París. La cuidad de la luz. La ciudad del amor.
París. Su hogar. El hogar del viajero extraviado. El hogar del Fronsac perdido en el mundo. Él.
Estaba allí, sentado en un café de Avenue Marceau, tamborileando distraídamente con los dedos sobre la cubierta de su libro. Y volvía a sentirse como un niño. Volvía a sentirse como aquel Henrie Fronsac de dieciocho años que salió de Charles de Gaule una nublada tarde de junio con dos amigos, listos para la aventura.

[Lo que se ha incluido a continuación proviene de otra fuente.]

PR #2641, opened 2020-04-27
Dropped makeEditable from Choices, used input instead

### LINKED ISSUE #2152: Drop makeEditable from choices list
## Description

Choices list in Form Builder is the last place that uses the weird `makeEditable` function. Let's remove it and use simple `<input>`s. That way it would be more consistent with the rest of user editable text. Plus we would get tab-navigation as bonus.

## Additional details

See #2151 for details on how `makeEditable` was removed from question names.

duvld:
## Description
Changed the way `XML Value:` and options in choices questions are editable. Introduced input tags and removed `makeEditable`
## Related issues
Fixes #2152


jsapp/xlform/src/view.choices.coffee
```diff
@@ -86,22 +86,22 @@ module.exports = do ->
...
-        $('span', @c).html @model.get("name")
+        $('input', @c).val @model.get("name")
         @model.set('setManually', true)
       else
         @model = new $choices.Option()
         @options.cl.options.add(@model)
-        @p.html("Option #{1+@options.i}").addClass("preliminary")
+        @p.val("Option #{1+@options.i}").addClass("preliminary")
 
-      $viewUtils.makeEditable @, @model, @p, edit_callback: _.bind @saveValue, @
```
magicznyleszek, line 102: Please delete `viewUtils.makeEditable` from `/jsapp/xlform/src/view.utils.coffee` :)

duvld:
I just noticed an oversight, the new input fields for options are not being saved. Submissions probably have to be handled differently due to being input fields now. Looking into it now.

PR #2643, opened 2020-04-29
add lang_header parameter for specify language header values in export

jdugh:
add lang_header parameter. lang_header can be used for specify the language for header values in excel/csv export (you can have _xml header values and _default values for submits datas). If not set, lang arg override lang_header arg value. Need this PR : https://github.com/kobotoolbox/formpack/pull/215

### DIFF
--- a/kpi/models/import_export_task.py
+++ b/kpi/models/import_export_task.py
@@ -348,6 +348,12 @@ class ExportTask(ImportExportTask):
               response values. Specify `_xml` to use question and choice names
               instead of labels. Leave unset, or use `_default` for labels in
               the default language
+    * `lang_header`: optional; the name of the translation to be used just for
+              headers values. Specify `_xml` to use question names in headers
+              instead of labels. Use `_default` for headers labels in the
+              default language. Leave unset for override it and use lang arg
+              value.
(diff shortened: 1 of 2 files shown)


dorey:
Hi @jdugh . Thanks for the PR. Could you add a test that uses this column and shows how the values would change when this parameter is used?

Also, if I understand correctly what this does, it might make more sense to call it `header_lang` or `header_language`.

kpi/models/import_export_task.py
```diff
@@ -462,10 +468,12 @@ def _build_export_options(self, pack):
         group_sep = self.data.get('group_sep', '/')
         translations = pack.available_translations
         lang = self.data.get('lang', None) or next(iter(translations), None)
+        lang_header = self.data.get('lang_header', lang) or next(iter(translations), None)
```
dorey, line 471:
```suggestion
        lang_header = self.data.get('lang_header', lang)
```

because `lang` is the fallback value, and it's set in the line above, we don't need a second fallback value

jnm:
PR was closed accidentally because we removed the underlying base branch. Please carry on the discussion!

PR #2653, opened 2020-05-02
Improve performance of the reports query

mlazowik:
## Checklist

3. [x] Ensure the tests pass
5. [x] If this is a big feature, make sure to prefix the title with `Feature:` and add a thorough description for non-dev folk

## Description

* annotations insted of distinct(): distinct() had to compare big JSON
  fields (you can pass field names to distinct(), but annotations are a
  more canonical solution here IMO)
* defer loading of big JSON fields, as the query is also a base for
  the detail view
## Related issues

https://community.kobotoolbox.org/t/is-assetversion-immutable-solving-performance-issues-with-big-forms/9046

### DIFF
--- a/kobo/apps/reports/views.py
+++ b/kobo/apps/reports/views.py
@@ -1,8 +1,14 @@
 # coding: utf-8
+from django.db.models import Count, Case, When
 from rest_framework import viewsets, mixins
 
+<<<<<<< Updated upstream
 from kpi.constants import PERM_VIEW_SUBMISSIONS, PERM_PARTIAL_SUBMISSIONS
 from kpi.models import Asset
+=======
+
+from kpi.models import AssetVersion, Asset
+>>>>>>> Stashed changes
 from kpi.models.object_permission import get_objects_for_user, get_anonymous_user
 from .serializers import ReportsListSerializer, ReportsDetailSerializer
 
@@ -19,9 +25,18 @@ class ReportsViewSet(mixins.ListModelMixin,
             return ReportsDetailSerializer
 
     def get_queryset(self):
-        
-        # Retrieve all deployed assets first.
-        deployed_assets = Asset.objects.filter(asset_versions__deployed=True).distinct()
+        # Retrieve all deployed assets first. Defer large JSON fields, because this queryset
+        # is a base for the detail view that selects a specific Asset. Without defer()
+        # we might be downloading those fields for Assets that will not be looked at.
+        deployed_assets = Asset.objects.annotate(
+            count_deployed=Count(Case(When(asset_versions__deployed=True, then=1)))
+        ).filter(
+            count_deployed__gt=0
+        ).defer(
+            'content',
+            'report_styles'
+        )
+
         # Then retrieve all assets user is allowed to view
         # (user must have 'view_submissions' on Asset objects)
         required_permissions = [
--- a/kobo/apps/reports/views.py
+++ b/kobo/apps/reports/views.py
@@ -4,7 +4,6 @@ from rest_framework import viewsets, mixins
 
 from kpi.constants import PERM_VIEW_SUBMISSIONS, PERM_PARTIAL_SUBMISSIONS
 from kpi.models import Asset
-
 from kpi.models.object_permission import get_objects_for_user, get_anonymous_user
 from .serializers import ReportsListSerializer, ReportsDetailSerializer
 
--- a/kobo/apps/reports/views.py
+++ b/kobo/apps/reports/views.py
@@ -2,13 +2,9 @@
 from django.db.models import Count, Case, When
 from rest_framework import viewsets, mixins
 
-<<<<<<< Updated upstream
 from kpi.constants import PERM_VIEW_SUBMISSIONS, PERM_PARTIAL_SUBMISSIONS
 from kpi.models import Asset
-=======
 
-from kpi.models import AssetVersion, Asset
->>>>>>> Stashed changes
 from kpi.models.object_permission import get_objects_for_user, get_anonymous_user
 from .serializers import ReportsListSerializer, ReportsDetailSerializer
 


mlazowik:
CI seems to be broken? `E   ModuleNotFoundError: No module named 'mock'` is also present in the last few commits on master.

dorey:
Yes we will be fixing the travis issues shortly.

noliveleger:
FYI: @mlazowik #2661

jnm:
Thanks for drawing our attention to these queries. They definitely could use some help!

Am I right to guess that when you wrote:
> defer loading of big JSON fields, as the query is also a base for the detail view

…you meant "base for the list view"? For the list view, it looks like the only field we need is `uid`(_!_), and deferring the rest should save a good bit of time. The detail view, though, actually needs `report_styles` (as well as `name` and `uid`); we could defer other fields, but I'm not sure it would be worthwhile when loading a single asset instead of a list. You mentioned having forms with 2k questions on the forum; for those, do you see a noticeable difference between `Asset.objects.get(id=<big form>)` and `Asset.objects.defer('content').get(id=<big form>)`? I ask because there's a slight maintenance burden added by `defer()`, `only()`, and friends: if anyone ever needs to use a deferred field in the future, they must remember to stop deferring it or face the penalty of Django executing an entirely new query to retrieve the field.

You identified another choke point where we filter for assets that have deployments:
> annotations insted of distinct(): distinct() had to compare big JSON
fields (you can pass field names to distinct(), but annotations are a
more canonical solution here IMO)

Your annotation is a big improvement over the join + distinct approach, but I think we can do even better now that Django (1.11+) provides https://docs.djangoproject.com/en/2.2/ref/models/expressions/#exists-subqueries. This lets us annotate assets with the existence (true or false) of any deployed version—without actually counting the versions.

For reference, I've included some Postgres `explain analyze` output for the two approaches below. These `COUNT` queries were found by using https://github.com/jazzband/django-debug-toolbar with the `/reports/` list endpoint. The `IN` clauses with large numbers of IDs are addressed by #2671.

#### `Exists()` annotation
```
explain analyze SELECT
    COUNT(*) AS "__count"
FROM
    "kpi_asset"
WHERE ((("kpi_asset"."asset_type" = 'survey'
            AND "kpi_asset"."id" IN (<1882 IDs>))
        OR ("kpi_asset"."asset_type" = 'survey'
            AND "kpi_asset"."id" IN (<5473 IDs>)))
    AND EXISTS (
        SELECT
            U0."id",
            U0."uid",
            U0."asset_id",
            U0."name",
            U0."date_modified",
            U0."_reversion_version_id",
            U0."version_content",
            U0."uid_aliases",
            U0."deployed_content",
            U0."_deployment_data",
            U0."deployed"
        FROM
            "kpi_assetversion" U0
        WHERE (U0. "asset_id" = ("kpi_asset"."id")
            AND U0. "deployed" = TRUE)) = TRUE);

 Aggregate  (cost=161286.31..161286.32 rows=1 width=0) (actual time=53.607..53.607 rows=1 loops=1)
   ->  Bitmap Heap Scan on kpi_asset  (cost=20894.15..161280.78 rows=2215 width=0) (actual time=12.209..53.247 rows=5504 loops=1)
         Recheck Cond: ((id = ANY ('{<1882 IDs>}'::integer[])) OR (id = ANY ('{<5473 IDs>}'::integer[])))
         Filter: (((asset_type)::text = 'survey'::text) AND (alternatives: SubPlan 1 or hashed SubPlan 2))
         Rows Removed by Filter: 1850
         Heap Blocks: exact=5463
         ->  BitmapOr  (cost=20894.15..20894.15 rows=7355 width=0) (actual time=11.390..11.390 rows=0 loops=1)
               ->  Bitmap Index Scan on kpi_asset_pkey  (cost=0.00..6649.97 rows=1882 width=0) (actual time=2.021..2.021 rows=1882 loops=1)
                     Index Cond: (id = ANY ('{<1882 IDs>}'::integer[]))
               ->  Bitmap Index Scan on kpi_asset_pkey  (cost=0.00..14243.07 rows=5473 width=0) (actual time=9.368..9.368 rows=5473 loops=1)
                     Index Cond: (id = ANY ('{<5473 IDs>}'::integer[]))
         SubPlan 1
           ->  Index Scan using kpi_assetversion_51c6d5db on kpi_assetversion u0  (cost=0.43..57.40 rows=9 width=0) (actual time=0.006..0.006 rows=1 loops=5543)
                 Index Cond: (asset_id = kpi_asset.id)
                 Filter: deployed
                 Rows Removed by Filter: 2
         SubPlan 2
           ->  Seq Scan on kpi_assetversion u0_1  (cost=0.00..541625.84 rows=646966 width=4) (never executed)
                 Filter: deployed
 Planning time: 4.252 ms
 Execution time: 53.904 ms
```

#### `Count()` annotation
```
explain analyze SELECT
    COUNT(*)
FROM (
    SELECT
        "kpi_asset"."id" AS Col1,
        COUNT(
            CASE WHEN "kpi_assetversion"."deployed" = TRUE THEN
                1
            ELSE
                NULL
            END) AS "count_deployed"
    FROM
        "kpi_asset"
    LEFT OUTER JOIN "kpi_assetversion" ON ("kpi_asset"."id" = "kpi_assetversion"."asset_id")
GROUP BY
    "kpi_asset"."id"
HAVING ((COUNT(
            CASE WHEN ("kpi_assetversion"."deployed" = TRUE) THEN
                1
            ELSE
                NULL
            END) > 0
        AND "kpi_asset"."id" IN (<1882 IDs>))
    OR (COUNT(
            CASE WHEN ("kpi_assetversion"."deployed" = TRUE) THEN
                1
            ELSE
                NULL
            END) > 0
        AND "kpi_asset"."id" IN (<5473 IDs>)))) subquery;

Aggregate  (cost=536694.58..536694.59 rows=1 width=0) (actual time=193.002..193.002 rows=1 loops=1)
  ->  HashAggregate  (cost=536511.11..536602.84 rows=7339 width=5) (actual time=191.353..192.688 rows=5504 loops=1)
        Group Key: kpi_asset.id
        Filter: (count(CASE WHEN kpi_assetversion.deployed THEN 1 ELSE NULL::integer END) > 0)
        Rows Removed by Filter: 1850
        ->  Nested Loop Left Join  (cost=20897.14..536281.86 rows=45850 width=5) (actual time=12.191..167.738 rows=127381 loops=1)
              ->  Bitmap Heap Scan on kpi_asset  (cost=20896.71..111542.66 rows=7339 width=4) (actual time=12.181..18.776 rows=7354 loops=1)
                    Recheck Cond: ((id = ANY ('{<1882 IDs>}'::integer[])) OR (id = ANY ('{<5473 IDs}'::integer[])))
                    Heap Blocks: exact=5463
                    ->  BitmapOr  (cost=20896.71..20896.71 rows=7355 width=0) (actual time=11.396..11.396 rows=0 loops=1)
                          ->  Bitmap Index Scan on kpi_asset_pkey  (cost=0.00..6649.97 rows=1882 width=0) (actual time=2.008..2.008 rows=1882 loops=1)
                                Index Cond: (id = ANY ('{<1882 IDs>}'::integer[]))
                          ->  Bitmap Index Scan on kpi_asset_pkey  (cost=0.00..14243.07 rows=5473 width=0) (actual time=9.388..9.388 rows=5473 loops=1)
                                Index Cond: (id = ANY ('{<5473 IDs}'::integer[]))
              ->  Index Scan using kpi_assetversion_51c6d5db on kpi_assetversion  (cost=0.43..57.32 rows=55 width=5) (actual time=0.003..0.015 rows=17 loops=7354)
                    Index Cond: (kpi_asset.id = asset_id)
Planning time: 5.326 ms
Execution time: 193.343 ms
```

mlazowik:
Thanks for digging into this!

> …you meant "base for the list view"?

No, I meant the detail view. I should've explained more, see below.

> do you see a noticeable difference between Asset.objects.get(id=<big form>) and Asset.objects.defer('content').get(id=<big form>)? 

As one might expect: no, not really (well, we have since refactored the forms and how the max is around ~500 questions). But this is not what was happening in the detail view, I'm pretty sure that the queryset was evaluated before being narrowed down to a single `Asset`. I see that you're bailing our early now in #2680, so that would not be a problem anymore.

I'll try to find time to look a bit more into this to confirm if it was really evaluated.

> I ask because there's a slight maintenance burden added by defer(), only(), and friends: if anyone ever needs to use a deferred field in the future, they must remember to stop deferring it or face the penalty of Django executing an entirely new query to retrieve the field.

That's a very important downside to what I did, but see above. I _think_ that now that you return the queryset for the detail view early `defer()` is no longer needed.

>  This lets us annotate assets with the existence (true or false) of any deployed version—without actually counting the versions.

This definitely does look better.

Y era extraño volver a sentirse como él. Porque él había muerto una nublada tarde de junio, sólo que siete años después. La nublada tarde de Junio en que lo que durante años había sido su razón de sonreír cada mañana, Mika, su preciosa Mika, le había dicho, con una sonrisa, cínica, en los labios, que llevaba años acostándose con Dave e Isaac. Con amigos que había hecho allí. Amigos fuera de Francia.
Jamás habría imaginado, con dieciocho años, que se enamoraría. Había oído a su padre y a su tío hablar de ello de vez en cuando, pero, sinceramente ¿qué en el mundo es capaz de hacer que la tierra deje de girar para un Fronsac? Pero aterrizó en tierras extrañas, y al cabo de cinco semanas, su mundo se había difuminado, desaparecido. Y sólo existía ella. Ella y todo el tiempo que pudiese pasar a su lado.
Había sido tan idiota. Tan ingenuo. Había estado tan enamorado… y, pese a que seguramente eso era lo que más le jodía, todavía lo estaba.
Porque cuando un Fronsac se enamora, lo quiera o no, es para siempre.
Y allí estaba él, sentado en un café de Avenue Marceau, volviendo a sentirse como cuando tenía dieciocho años, como en el momento en el que se enamoró. Se sentía de nuevo ligero. De nuevo le apetecía reír. Soñar. Gritarle al mundo que estaba vivo.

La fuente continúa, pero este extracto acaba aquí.